┏━━

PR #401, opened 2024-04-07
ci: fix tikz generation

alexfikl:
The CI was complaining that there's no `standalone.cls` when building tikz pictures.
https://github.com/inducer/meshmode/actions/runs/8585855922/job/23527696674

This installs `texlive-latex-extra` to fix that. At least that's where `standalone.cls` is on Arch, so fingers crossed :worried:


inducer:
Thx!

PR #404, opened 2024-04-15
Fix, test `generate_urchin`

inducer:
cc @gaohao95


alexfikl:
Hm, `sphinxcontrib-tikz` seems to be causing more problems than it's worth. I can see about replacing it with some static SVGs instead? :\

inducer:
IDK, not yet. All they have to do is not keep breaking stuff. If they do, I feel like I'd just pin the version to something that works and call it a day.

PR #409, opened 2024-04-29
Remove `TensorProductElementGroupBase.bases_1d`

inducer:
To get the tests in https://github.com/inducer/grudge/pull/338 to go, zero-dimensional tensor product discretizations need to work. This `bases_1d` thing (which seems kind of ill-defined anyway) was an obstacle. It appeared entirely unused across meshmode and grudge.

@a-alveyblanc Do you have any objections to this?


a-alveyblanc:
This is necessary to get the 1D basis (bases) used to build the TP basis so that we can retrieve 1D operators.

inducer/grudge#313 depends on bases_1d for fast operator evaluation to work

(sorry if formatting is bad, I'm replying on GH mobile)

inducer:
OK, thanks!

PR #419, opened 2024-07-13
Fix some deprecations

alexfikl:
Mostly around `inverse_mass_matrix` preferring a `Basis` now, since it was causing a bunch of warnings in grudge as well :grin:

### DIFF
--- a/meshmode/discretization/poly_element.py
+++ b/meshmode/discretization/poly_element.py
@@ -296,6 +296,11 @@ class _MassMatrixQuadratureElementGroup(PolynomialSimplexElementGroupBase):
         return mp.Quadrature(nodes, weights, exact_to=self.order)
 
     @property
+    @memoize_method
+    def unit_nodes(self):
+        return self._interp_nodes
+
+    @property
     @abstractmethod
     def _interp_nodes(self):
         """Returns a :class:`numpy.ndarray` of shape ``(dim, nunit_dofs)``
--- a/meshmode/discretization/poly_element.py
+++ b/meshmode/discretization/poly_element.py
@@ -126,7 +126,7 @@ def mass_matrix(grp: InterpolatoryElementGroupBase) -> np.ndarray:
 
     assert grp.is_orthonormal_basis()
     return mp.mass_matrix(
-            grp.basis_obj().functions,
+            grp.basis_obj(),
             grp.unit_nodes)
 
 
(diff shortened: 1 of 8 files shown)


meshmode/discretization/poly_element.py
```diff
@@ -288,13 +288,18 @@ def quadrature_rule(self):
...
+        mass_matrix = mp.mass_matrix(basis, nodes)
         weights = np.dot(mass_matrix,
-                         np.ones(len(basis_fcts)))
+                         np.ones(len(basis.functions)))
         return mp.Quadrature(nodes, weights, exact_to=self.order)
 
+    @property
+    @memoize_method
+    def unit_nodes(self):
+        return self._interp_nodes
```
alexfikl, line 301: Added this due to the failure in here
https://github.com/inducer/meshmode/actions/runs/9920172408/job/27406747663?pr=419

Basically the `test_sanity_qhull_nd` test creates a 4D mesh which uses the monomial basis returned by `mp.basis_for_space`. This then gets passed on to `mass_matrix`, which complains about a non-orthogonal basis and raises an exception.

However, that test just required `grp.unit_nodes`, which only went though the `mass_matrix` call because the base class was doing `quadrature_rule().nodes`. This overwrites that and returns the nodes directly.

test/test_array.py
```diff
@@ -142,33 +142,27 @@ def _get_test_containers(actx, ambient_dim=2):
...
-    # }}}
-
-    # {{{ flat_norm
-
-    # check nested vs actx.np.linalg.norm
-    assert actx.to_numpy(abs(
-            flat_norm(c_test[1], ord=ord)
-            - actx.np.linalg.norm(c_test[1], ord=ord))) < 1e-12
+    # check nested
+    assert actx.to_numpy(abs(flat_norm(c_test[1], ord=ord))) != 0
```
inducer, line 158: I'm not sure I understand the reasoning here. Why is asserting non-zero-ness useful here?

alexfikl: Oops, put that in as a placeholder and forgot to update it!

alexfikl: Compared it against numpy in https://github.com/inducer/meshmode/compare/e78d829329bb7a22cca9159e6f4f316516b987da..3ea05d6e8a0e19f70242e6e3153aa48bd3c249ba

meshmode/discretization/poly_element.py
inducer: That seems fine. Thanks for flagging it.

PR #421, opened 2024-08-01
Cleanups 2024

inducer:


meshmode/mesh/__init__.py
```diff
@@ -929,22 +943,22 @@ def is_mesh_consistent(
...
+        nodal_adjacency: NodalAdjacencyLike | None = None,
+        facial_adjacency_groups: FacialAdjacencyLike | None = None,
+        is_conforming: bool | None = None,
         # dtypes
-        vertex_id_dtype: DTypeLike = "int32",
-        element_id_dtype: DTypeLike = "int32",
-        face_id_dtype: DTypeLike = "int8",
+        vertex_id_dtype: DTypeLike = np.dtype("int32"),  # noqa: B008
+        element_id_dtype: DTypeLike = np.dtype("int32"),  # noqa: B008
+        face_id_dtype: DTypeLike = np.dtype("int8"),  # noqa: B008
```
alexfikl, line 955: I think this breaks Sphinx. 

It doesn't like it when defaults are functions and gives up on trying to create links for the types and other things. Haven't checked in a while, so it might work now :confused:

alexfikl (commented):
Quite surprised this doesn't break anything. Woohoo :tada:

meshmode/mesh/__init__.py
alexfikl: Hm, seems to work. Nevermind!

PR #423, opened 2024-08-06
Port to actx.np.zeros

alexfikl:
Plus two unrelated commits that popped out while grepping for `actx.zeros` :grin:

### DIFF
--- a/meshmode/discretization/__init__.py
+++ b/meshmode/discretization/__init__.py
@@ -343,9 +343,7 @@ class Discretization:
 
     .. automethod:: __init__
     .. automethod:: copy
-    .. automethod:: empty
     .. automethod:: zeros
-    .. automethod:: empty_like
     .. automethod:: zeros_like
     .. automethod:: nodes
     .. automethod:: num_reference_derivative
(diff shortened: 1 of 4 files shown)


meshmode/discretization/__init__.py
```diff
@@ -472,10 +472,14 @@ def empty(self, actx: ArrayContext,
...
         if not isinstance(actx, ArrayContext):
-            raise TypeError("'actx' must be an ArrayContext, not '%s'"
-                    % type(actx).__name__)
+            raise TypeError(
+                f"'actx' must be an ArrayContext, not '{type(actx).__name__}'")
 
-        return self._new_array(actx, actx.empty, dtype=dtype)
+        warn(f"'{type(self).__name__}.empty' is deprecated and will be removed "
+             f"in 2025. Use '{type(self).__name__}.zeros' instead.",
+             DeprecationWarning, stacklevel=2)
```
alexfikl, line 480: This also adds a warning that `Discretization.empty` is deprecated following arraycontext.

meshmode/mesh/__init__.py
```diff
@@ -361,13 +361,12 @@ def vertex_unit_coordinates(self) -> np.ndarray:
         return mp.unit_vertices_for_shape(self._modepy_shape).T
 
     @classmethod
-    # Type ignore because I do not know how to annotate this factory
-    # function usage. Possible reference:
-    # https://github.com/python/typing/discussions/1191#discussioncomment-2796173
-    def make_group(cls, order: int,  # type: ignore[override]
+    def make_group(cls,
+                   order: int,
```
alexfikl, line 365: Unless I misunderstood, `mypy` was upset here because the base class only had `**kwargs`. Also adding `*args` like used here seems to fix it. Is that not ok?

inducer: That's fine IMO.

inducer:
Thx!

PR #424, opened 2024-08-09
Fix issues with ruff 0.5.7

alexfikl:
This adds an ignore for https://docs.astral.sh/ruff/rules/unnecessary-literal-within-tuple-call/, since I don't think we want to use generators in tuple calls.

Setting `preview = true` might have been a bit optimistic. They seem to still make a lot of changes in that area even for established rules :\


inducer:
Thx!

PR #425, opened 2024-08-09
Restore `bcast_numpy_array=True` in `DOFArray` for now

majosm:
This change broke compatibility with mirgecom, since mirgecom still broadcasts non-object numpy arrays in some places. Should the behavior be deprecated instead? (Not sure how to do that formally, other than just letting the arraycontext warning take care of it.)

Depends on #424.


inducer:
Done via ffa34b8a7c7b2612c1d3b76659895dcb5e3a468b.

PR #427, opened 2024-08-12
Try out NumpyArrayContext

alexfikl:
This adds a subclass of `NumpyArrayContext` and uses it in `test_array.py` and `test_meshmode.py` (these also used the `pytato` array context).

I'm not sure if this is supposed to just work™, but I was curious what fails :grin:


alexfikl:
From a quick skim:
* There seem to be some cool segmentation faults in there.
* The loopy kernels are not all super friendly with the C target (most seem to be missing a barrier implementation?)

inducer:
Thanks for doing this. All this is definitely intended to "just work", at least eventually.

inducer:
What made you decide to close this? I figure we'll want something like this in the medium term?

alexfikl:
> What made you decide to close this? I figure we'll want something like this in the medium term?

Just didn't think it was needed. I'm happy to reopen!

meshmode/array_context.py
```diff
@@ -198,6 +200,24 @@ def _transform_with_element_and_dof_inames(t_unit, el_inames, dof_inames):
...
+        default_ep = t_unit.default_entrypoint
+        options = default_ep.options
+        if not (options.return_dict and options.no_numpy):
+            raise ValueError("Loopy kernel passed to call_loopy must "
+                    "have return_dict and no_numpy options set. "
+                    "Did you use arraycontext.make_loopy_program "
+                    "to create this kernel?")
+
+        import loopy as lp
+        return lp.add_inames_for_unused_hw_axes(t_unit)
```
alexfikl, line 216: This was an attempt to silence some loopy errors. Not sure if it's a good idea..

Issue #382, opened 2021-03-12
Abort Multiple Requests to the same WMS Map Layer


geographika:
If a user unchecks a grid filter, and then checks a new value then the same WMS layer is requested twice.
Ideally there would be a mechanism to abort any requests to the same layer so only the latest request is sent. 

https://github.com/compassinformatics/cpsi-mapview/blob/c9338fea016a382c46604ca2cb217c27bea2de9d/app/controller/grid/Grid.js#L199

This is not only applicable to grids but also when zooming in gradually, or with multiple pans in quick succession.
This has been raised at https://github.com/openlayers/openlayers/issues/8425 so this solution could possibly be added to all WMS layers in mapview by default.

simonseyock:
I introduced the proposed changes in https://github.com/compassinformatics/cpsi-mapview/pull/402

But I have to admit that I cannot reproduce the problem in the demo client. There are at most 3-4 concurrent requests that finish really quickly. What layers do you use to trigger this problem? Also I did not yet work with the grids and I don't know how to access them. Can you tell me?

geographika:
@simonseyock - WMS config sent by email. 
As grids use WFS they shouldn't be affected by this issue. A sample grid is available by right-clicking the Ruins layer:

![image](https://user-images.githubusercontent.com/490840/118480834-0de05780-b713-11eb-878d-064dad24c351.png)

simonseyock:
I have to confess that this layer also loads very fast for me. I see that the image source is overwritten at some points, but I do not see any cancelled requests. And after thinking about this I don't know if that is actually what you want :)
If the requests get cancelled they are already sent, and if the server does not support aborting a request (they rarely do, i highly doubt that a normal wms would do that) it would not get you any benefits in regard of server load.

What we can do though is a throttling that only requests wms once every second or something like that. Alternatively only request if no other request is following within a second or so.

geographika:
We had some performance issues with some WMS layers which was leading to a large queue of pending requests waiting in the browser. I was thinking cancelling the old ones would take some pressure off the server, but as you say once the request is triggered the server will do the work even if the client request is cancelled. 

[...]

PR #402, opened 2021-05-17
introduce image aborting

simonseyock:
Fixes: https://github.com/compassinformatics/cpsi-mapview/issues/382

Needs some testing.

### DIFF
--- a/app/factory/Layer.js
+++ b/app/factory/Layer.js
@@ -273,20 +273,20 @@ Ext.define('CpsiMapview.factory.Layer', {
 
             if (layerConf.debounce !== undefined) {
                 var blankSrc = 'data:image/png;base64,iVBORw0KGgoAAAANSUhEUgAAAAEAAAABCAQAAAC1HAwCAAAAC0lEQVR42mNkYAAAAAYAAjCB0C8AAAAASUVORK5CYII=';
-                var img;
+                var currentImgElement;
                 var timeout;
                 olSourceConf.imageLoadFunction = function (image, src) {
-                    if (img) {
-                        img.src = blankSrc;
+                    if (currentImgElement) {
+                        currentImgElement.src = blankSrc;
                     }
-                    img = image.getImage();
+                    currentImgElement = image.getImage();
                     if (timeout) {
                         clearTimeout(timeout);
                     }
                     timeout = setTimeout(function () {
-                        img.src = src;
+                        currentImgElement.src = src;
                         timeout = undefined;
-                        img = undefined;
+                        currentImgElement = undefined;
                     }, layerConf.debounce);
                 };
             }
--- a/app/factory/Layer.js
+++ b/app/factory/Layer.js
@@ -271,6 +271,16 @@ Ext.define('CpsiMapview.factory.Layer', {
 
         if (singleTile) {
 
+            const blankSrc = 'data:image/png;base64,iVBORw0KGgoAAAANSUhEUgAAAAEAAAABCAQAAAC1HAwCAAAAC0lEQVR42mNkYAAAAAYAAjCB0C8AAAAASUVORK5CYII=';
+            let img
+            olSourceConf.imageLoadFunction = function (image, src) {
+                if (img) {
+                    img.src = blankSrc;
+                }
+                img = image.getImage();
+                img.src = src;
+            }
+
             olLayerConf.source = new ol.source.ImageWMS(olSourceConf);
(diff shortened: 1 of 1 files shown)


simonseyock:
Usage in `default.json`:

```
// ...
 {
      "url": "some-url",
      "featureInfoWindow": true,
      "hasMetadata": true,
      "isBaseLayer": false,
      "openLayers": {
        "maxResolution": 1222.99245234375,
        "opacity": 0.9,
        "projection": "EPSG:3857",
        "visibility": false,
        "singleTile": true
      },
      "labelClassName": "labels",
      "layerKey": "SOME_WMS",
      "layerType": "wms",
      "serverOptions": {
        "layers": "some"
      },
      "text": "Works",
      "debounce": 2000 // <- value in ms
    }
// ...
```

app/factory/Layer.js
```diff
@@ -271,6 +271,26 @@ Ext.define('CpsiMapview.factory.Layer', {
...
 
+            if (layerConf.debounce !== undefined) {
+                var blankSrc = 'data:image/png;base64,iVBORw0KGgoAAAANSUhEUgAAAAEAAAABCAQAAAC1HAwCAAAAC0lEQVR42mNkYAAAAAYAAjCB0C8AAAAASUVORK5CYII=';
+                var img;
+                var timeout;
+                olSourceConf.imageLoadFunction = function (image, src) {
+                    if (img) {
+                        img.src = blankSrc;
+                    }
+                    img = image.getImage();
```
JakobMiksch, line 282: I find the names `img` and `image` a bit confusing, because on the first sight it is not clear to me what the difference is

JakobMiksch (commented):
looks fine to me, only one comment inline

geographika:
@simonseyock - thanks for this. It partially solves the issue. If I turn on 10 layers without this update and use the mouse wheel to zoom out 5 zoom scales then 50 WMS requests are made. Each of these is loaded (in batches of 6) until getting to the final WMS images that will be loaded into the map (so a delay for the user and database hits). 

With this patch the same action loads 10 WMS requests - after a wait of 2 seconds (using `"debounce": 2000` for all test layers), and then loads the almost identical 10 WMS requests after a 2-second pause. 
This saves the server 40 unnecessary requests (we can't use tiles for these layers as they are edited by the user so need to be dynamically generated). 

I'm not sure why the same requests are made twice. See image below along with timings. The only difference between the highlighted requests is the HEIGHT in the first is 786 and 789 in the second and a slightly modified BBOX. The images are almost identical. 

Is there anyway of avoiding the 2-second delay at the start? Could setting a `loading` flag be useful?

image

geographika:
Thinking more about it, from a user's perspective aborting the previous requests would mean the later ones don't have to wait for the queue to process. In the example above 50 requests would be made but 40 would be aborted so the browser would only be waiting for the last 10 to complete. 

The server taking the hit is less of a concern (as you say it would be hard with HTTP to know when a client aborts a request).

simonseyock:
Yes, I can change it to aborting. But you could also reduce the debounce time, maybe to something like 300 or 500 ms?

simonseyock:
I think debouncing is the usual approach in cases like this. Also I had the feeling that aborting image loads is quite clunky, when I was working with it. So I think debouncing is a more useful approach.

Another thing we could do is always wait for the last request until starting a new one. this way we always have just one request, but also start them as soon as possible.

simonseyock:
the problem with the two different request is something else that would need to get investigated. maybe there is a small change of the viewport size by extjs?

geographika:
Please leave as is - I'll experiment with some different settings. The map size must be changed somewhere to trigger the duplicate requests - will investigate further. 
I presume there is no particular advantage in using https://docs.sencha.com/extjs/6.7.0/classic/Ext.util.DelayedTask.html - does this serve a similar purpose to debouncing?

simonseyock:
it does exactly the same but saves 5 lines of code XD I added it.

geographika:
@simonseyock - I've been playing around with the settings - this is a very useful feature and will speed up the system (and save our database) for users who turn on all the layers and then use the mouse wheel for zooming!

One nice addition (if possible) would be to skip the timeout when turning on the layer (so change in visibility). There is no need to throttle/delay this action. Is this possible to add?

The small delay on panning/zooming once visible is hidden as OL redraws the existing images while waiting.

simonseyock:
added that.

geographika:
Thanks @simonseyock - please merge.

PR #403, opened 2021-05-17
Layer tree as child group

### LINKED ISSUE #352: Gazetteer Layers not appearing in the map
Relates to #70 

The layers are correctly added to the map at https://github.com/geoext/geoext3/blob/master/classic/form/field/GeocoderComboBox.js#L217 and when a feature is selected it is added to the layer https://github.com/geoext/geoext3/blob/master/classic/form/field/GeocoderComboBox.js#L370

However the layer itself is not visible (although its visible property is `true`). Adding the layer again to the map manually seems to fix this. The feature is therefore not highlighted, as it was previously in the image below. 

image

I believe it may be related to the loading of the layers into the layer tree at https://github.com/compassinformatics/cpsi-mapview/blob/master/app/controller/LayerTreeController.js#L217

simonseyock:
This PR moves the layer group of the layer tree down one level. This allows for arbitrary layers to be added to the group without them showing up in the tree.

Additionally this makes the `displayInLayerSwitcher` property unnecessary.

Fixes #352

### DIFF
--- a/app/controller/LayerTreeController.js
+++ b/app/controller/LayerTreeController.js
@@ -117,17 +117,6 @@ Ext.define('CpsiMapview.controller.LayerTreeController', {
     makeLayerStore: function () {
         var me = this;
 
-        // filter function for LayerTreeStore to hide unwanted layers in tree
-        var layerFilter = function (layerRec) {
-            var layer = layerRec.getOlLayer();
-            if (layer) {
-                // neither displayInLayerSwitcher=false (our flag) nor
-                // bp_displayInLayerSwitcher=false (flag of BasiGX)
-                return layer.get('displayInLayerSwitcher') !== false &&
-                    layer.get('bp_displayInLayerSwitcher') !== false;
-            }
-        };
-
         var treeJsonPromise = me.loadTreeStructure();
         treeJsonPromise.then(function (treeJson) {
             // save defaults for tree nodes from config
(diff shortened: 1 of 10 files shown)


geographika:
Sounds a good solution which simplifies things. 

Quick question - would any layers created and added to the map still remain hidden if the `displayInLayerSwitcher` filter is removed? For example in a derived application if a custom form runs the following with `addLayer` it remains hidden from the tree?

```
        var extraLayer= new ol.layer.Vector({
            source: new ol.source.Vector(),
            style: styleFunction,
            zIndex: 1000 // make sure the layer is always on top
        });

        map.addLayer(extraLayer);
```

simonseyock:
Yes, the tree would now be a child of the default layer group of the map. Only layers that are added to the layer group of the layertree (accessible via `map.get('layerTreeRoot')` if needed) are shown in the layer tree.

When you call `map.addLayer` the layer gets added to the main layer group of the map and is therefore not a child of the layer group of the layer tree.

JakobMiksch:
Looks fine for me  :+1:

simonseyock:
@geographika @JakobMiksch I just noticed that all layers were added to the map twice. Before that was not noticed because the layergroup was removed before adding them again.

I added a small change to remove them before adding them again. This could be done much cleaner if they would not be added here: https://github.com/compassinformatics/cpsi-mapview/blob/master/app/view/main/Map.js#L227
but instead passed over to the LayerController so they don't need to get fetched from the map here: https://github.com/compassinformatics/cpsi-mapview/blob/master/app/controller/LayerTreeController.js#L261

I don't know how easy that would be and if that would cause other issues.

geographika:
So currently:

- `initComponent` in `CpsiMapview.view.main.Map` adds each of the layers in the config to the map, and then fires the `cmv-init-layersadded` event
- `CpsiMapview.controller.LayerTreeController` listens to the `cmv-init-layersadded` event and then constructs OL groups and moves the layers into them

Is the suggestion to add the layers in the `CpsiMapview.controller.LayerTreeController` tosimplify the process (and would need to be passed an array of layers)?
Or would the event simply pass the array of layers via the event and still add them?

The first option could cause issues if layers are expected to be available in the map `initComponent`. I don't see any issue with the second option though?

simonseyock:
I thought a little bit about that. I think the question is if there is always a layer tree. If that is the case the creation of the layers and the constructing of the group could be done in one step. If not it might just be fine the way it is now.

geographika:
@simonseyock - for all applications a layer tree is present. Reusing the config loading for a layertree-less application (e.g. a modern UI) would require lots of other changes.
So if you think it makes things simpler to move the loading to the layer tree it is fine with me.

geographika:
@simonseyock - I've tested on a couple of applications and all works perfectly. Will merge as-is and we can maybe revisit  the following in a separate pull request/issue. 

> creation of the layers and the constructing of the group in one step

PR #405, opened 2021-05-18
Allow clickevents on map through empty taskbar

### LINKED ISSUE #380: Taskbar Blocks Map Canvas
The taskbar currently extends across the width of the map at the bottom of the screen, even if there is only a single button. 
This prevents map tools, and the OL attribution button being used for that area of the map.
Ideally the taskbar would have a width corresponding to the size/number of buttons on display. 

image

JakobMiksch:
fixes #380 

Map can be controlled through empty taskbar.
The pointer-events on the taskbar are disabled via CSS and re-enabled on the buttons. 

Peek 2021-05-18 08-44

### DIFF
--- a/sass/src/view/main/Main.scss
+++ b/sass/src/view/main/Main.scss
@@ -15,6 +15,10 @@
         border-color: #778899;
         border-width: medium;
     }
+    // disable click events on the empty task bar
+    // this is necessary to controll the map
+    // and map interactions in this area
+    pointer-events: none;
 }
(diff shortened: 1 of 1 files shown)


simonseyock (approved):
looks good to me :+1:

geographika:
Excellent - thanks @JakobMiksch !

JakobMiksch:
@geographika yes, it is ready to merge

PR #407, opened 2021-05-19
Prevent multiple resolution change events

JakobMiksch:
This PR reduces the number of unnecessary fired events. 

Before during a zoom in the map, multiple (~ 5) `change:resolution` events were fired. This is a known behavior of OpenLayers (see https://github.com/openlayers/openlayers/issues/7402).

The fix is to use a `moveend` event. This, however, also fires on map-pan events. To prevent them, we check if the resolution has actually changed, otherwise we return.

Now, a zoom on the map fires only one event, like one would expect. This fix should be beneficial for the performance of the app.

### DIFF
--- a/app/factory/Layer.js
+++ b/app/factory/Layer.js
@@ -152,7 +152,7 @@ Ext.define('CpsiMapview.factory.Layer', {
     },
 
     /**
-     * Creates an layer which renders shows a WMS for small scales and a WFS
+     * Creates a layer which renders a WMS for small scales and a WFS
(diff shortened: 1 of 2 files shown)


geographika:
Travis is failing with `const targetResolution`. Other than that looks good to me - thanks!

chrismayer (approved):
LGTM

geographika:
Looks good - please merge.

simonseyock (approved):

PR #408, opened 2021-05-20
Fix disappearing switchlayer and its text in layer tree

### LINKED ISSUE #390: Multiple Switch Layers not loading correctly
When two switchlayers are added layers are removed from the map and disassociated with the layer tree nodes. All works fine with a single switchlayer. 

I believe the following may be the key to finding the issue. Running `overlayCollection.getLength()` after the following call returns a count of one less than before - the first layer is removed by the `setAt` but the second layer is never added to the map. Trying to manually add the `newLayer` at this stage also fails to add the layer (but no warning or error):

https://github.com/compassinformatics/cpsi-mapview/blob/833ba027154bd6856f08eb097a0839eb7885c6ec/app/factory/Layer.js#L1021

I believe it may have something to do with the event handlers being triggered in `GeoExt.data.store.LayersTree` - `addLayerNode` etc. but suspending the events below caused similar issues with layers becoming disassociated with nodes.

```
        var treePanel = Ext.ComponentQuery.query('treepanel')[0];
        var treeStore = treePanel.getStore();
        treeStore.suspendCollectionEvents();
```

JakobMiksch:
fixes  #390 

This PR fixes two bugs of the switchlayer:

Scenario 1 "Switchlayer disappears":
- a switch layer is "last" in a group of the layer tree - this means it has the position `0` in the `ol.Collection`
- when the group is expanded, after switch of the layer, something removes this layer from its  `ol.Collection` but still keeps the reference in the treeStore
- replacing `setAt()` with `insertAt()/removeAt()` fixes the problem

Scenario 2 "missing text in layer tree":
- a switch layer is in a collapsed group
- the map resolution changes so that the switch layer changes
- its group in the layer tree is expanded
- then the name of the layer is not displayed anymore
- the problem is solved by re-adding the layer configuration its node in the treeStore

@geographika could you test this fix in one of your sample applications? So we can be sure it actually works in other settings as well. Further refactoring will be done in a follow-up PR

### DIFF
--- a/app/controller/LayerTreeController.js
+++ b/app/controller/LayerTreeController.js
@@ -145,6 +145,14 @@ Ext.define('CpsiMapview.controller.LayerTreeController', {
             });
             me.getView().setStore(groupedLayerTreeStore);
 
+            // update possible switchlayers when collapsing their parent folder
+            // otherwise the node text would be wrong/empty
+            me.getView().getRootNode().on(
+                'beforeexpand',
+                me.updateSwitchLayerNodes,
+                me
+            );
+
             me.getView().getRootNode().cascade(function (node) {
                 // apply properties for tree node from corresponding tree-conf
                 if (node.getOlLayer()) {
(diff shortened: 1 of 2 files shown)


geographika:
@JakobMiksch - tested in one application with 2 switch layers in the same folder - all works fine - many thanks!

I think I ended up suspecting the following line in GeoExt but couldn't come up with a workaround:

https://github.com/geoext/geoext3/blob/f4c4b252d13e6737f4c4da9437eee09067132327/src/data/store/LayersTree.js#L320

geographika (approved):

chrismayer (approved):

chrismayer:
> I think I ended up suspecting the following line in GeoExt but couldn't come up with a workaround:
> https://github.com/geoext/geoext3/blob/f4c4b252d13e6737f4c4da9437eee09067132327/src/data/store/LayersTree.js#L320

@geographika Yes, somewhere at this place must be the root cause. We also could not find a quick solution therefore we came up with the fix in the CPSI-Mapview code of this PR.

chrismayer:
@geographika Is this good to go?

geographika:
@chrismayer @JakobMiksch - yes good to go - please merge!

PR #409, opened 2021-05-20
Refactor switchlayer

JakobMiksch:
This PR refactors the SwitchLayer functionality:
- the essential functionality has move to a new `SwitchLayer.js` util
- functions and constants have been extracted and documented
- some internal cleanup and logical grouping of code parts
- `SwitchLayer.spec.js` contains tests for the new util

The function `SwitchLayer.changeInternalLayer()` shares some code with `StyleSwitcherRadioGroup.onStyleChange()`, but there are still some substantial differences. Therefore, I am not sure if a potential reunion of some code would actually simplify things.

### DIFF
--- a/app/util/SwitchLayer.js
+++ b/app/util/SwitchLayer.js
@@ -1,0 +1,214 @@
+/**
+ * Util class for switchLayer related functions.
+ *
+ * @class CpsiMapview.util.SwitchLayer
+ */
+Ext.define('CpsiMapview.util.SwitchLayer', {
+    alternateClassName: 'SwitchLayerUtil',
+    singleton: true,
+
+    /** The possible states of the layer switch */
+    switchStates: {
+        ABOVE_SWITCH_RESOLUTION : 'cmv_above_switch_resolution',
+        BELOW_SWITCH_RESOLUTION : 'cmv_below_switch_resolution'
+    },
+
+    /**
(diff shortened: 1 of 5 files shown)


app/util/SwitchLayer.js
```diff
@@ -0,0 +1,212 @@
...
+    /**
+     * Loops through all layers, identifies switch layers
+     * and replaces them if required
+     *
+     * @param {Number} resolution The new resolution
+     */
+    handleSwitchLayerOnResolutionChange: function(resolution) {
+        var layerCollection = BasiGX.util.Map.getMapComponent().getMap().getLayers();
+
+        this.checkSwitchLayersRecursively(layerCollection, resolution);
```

┗━━

:: TASK TO CARRY OUT ::
Among the records above, only the lines between the line holding "Relates to #70" and the line holding "layerFilter = function", inclusive, are to be output, exactly as written.

:: RESPONSE TO THE TASK ::
Relates to #70 

The layers are correctly added to the map at https://github.com/geoext/geoext3/blob/master/classic/form/field/GeocoderComboBox.js#L217 and when a feature is selected it is added to the layer https://github.com/geoext/geoext3/blob/master/classic/form/field/GeocoderComboBox.js#L370

However the layer itself is not visible (although its visible property is `true`). Adding the layer again to the map manually seems to fix this. The feature is therefore not highlighted, as it was previously in the image below. 

image

I believe it may be related to the loading of the layers into the layer tree at https://github.com/compassinformatics/cpsi-mapview/blob/master/app/controller/LayerTreeController.js#L217

simonseyock:
This PR moves the layer group of the layer tree down one level. This allows for arbitrary layers to be added to the group without them showing up in the tree.

Additionally this makes the `displayInLayerSwitcher` property unnecessary.

Fixes #352

### DIFF
--- a/app/controller/LayerTreeController.js
+++ b/app/controller/LayerTreeController.js
@@ -117,17 +117,6 @@ Ext.define('CpsiMapview.controller.LayerTreeController', {
     makeLayerStore: function () {
         var me = this;
 
-        // filter function for LayerTreeStore to hide unwanted layers in tree
-        var layerFilter = function (layerRec) {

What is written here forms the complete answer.